EXERCISE BRIEF: Give again, word for word, every line in the entries below from the line with "selectors — these" up to and including the line with "- Verified focus", and no other line.
'''
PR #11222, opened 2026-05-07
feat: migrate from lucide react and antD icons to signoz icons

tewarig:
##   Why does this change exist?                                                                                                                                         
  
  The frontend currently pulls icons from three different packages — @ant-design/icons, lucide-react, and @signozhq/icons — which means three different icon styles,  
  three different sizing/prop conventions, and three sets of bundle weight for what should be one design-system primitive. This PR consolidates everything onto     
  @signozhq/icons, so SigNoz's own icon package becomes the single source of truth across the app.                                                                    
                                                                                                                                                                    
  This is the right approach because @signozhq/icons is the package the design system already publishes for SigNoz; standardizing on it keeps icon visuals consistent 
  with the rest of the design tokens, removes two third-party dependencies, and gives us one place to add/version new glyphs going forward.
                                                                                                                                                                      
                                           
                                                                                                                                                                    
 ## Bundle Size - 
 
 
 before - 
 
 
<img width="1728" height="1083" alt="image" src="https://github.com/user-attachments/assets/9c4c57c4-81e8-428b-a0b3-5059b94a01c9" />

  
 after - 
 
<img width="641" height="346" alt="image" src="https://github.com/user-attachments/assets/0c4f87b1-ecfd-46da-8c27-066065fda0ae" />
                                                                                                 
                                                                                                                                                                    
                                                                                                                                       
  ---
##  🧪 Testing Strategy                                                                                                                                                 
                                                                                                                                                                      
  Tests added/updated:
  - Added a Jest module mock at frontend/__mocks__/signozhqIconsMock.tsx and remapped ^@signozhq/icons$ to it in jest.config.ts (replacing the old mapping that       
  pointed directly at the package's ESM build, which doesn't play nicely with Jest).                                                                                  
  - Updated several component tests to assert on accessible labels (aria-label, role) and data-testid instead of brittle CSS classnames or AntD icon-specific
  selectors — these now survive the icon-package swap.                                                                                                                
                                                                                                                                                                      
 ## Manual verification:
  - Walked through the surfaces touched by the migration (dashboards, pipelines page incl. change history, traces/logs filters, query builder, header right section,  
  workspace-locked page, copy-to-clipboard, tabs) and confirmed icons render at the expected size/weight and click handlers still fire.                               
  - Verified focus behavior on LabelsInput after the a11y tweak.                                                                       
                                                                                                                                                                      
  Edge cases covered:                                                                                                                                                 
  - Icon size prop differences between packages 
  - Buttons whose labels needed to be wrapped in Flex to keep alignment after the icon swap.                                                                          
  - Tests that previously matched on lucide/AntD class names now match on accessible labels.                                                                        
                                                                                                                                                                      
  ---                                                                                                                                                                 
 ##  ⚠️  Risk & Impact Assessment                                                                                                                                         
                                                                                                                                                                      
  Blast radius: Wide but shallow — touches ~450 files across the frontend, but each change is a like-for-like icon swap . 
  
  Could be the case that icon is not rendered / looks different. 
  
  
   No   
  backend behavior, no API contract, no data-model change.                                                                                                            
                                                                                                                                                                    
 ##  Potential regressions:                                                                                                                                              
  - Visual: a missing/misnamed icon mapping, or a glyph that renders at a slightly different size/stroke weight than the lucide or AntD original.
'''
RESULT OF THE TASK:
  selectors — these now survive the icon-package swap.                                                                                                                
                                                                                                                                                                      
 ## Manual verification:
  - Walked through the surfaces touched by the migration (dashboards, pipelines page incl. change history, traces/logs filters, query builder, header right section,  
  workspace-locked page, copy-to-clipboard, tabs) and confirmed icons render at the expected size/weight and click handlers still fire.                               
  - Verified focus behavior on LabelsInput after the a11y tweak.                                                                       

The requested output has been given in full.